Thank you so much for the code.

2. nie ls says:

Great Example.
In order to enhance the applicability I would remove the limma from the example. It really takes a long time to install the library. At the end there is nothing more than a simple binary data frame.

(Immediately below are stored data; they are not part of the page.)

PR #504, opened 2018-01-24
Add warning when no reporters are loaded

briantopping:
While adding a warning about nothing to collect, I think I noticed a bug with the comparison about `traceTickInterval`.

The warning is good when people don't even know if Kamon is loading. They'll at least see something in their logs this way.


briantopping:
Caution: I would close this PR for potential lack of understanding, but wondering if the change on line 203 is correct.

ivantopo:
Hey @briantopping, thanks for the PR! the change in line 203 definitely has to come in, but the warning is not necessary. Reconfiguring Kamon doesn't necessarily mean that reporters should be present or not and there is already a warning log when loading reporters from configuration and nothing is in the `kamon.reporters` config key.

Could you please re-purpose the PR (commit message, PR title and so on) towards only fixing the issue on line 203? Thanks!

ivantopo:
thanks @briantopping :+1:

PR #508, opened 2018-01-30
turn all Kamon threads into daemon threads, except for reporters

### LINKED ISSUE #502: No way to fully shut down Kamon 1.0
There should be a way to completely shut down Kamon programatically, making the JVM terminate normally without recurring to explicit `System.exit` calls. With Kamon 1.0, unfortunately, I can't seem to do this:

```scala
object Main extends App {
  Kamon.loadReportersFromConfig() // this may even be an empty list of reporters
  Kamon.stopAllReporters()
  // the JVM should terminate after this
}
```

It seems that due to the `registryExecutionContext` inside `ReporterRegistry`, the JVM keeps active threads that prevent the JVM shutdown. We should be able to shut down the `registryExecutionContext` either by a `Kamon.stop()` method like before or by `stopAllReporters()`.

ivantopo:
Turn all Threads spawned by Kamon into daemon threads, except for those assigned to reporters. The only thing that will keep a JVM running from Kamon's side is any reported that might still be running. 

Fixes #502

### DIFF
--- a/build.sbt
+++ b/build.sbt
@@ -50,7 +50,10 @@ lazy val testkit = (project in file("kamon-testkit"))
 
 
 lazy val coreTests = (project in file("kamon-core-tests"))
-  .settings(moduleName := "kamon-core-tests", resolvers += Resolver.mavenLocal)
+  .settings(
+    moduleName := "kamon-core-tests",
+    resolvers += Resolver.mavenLocal,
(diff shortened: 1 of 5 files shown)


dpsoft:
@ivantopo LGTM!!!

dpsoft:
@ivantopo Done!!

PR #509, opened 2018-02-02
allow arbitrary header names for automatic broadcast string keys, fixes #505

### LINKED ISSUE #505: Allow users to specify arbitrary header names for string keys
This would make it dead simple to pass arbitrary information around, specially in cases where these headers are defined prior to introducing Kamon in the infrastructure.

ivantopo:
This PR is changing the way `kamon.context.codecs.string-keys` is read from a regular string list to a object. The object allows to have a key name and the correspondent HTTP header name for it. This should make it extremely simple to integrate with things like LinkerD or Envoy, plus the typical cases of correlation fields and external request ids.

Fixes #505

### DIFF
--- a/kamon-core-tests/src/test/resources/reference.conf
+++ b/kamon-core-tests/src/test/resources/reference.conf
@@ -1,0 +1,5 @@
+kamon {
+  context.codecs.string-keys {
+    request-id = "X-Request-ID"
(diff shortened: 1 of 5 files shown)


dpsoft:
@ivantopo LGTM!!

PR #520, opened 2018-03-15
add a identity provider that supports UUIDs

### LINKED ISSUE #498: add a identity provider that supports UUIDs
Conversation [on Gitter](https://gitter.im/kamon-io/Kamon?at=5a4dfb8dba39a53f1ad524e8)

I was trying to hack a quick SpanCodec that could use [Heroku's request ids](https://devcenter.heroku.com/articles/http-request-id) as the TraceID but then would also need a IdentityProvider that can unpack those UUIDs..

jtjeferreira:
fixes #498

### DIFF
--- a/kamon-core/src/main/scala/kamon/ContextStorage.scala
+++ b/kamon-core/src/main/scala/kamon/ContextStorage.scala
@@ -140,5 +140,10 @@ object ContextStorage {
     * store and remove Context instances for small periods of time as events flow through the system and the
     * instrumentation follows them around.
     */
-  private val _contextStorage = Storage.ThreadLocal()
+  private val _contextStorage: Storage = {
+    if("true".equals(System.getProperty("kamon.context.debug")))
+      Storage.Debug()
+    else
+      Storage.ThreadLocal()
+  }
 }
--- a/kamon-core/src/main/scala/kamon/context/Storage.scala
+++ b/kamon-core/src/main/scala/kamon/context/Storage.scala
@@ -17,6 +17,9 @@
 package kamon
 package context
 
+import java.util.concurrent.ConcurrentLinkedQueue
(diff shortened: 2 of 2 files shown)


jtjeferreira:
Hi everybody.

The current implementation creates Identifiers where the string part is just the hex view of the bytes, but accepts the canonical UUID representation separated by `-` (like `abc6c98d-2404-41cd-968c-e21b5e3cd9d1` vs `abc6c98d240441cd968ce21b5e3cd9d1`

I would like that the string representation would be the version with separated by `-`, but `kamon-zipkin` does not like that because it is using the string representation when creating spans, and the string is greater than 32 chars.

What are yours thoughts about this? Could you elaborate why the identifiers have a string and a byte array representation?

ivantopo:
The reason for having both a string and bytes representation of identifiers is that these are the 2 kinds of encoding we support for Kamon's Context, which in turn has to carry around Spans with the identifiers. At the time, it seemed like some reporters were going to need the binary version of the identifiers but the traceID is something that is included in logs all the time so also not having to transform the identifier to a string all the time was a plus, but now I see how this is a fragile and more SpanReporter-dependent approach than expected :(

> I would like that the string representation would be the version with separated by -

How important is the above? I think that if you keep it without the dashes then Zipkin will accept it without problems.

jtjeferreira:
> How important is the above? I think that if you keep it without the dashes then Zipkin will accept it without problems.

I would like to have logs with the exact version that comes in from the header (e.g `abc6c98d-2404-41cd-968c-e21b5e3cd9d1`). If we changed `kamon-zipkin` to use the binary version, the `UUIDTraceID` could carry the version with the `-` in the string part and the `byte[]` in the binary part and everything would work (at least for my use case :laughing: )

For three sets of arbitrary length I would suggest a function like this:

get_venn_data <- function(u1, u2, u3){
res <- data.frame(
A=integer(),
B=integer(),
C=integer(),
Counts=integer()
)
nix <- c(0,0,0,0)
a <- c(1,0,0,nrow(as.data.frame(u1)))
b <- c(0,1,0,nrow(as.data.frame(u2)))
c <- c(0,0,1,nrow(as.data.frame(u3)))
ab <- c(1,1,0,nrow(as.data.frame(intersect(u1,u2))))
ac <- c(1,0,1,nrow(as.data.frame(intersect(u1,u3))))
bc <- c(0,1,1,nrow(as.data.frame(intersect(u2,u3))))
abc <- c(1,1,1,nrow(as.data.frame(intersect(intersect(u2,u3),u3))))
res <- rbind(res, nix)
res <- rbind(res, a)
res <- rbind(res, b)
res <- rbind(res, c)
res <- rbind(res, ab)
res <- rbind(res, ac)
res <- rbind(res, bc)
res <- rbind(res, abc)
colnames(res) <- c(“A”,”B”,”C”,”Counts”)
return(res)
}
vdc <- get_venn_data(c(1,2,3),c(3,4,5),c(1,2,3,4,5))

1. norbert says:

Thanks a lot! That seems to be a brilliant idea!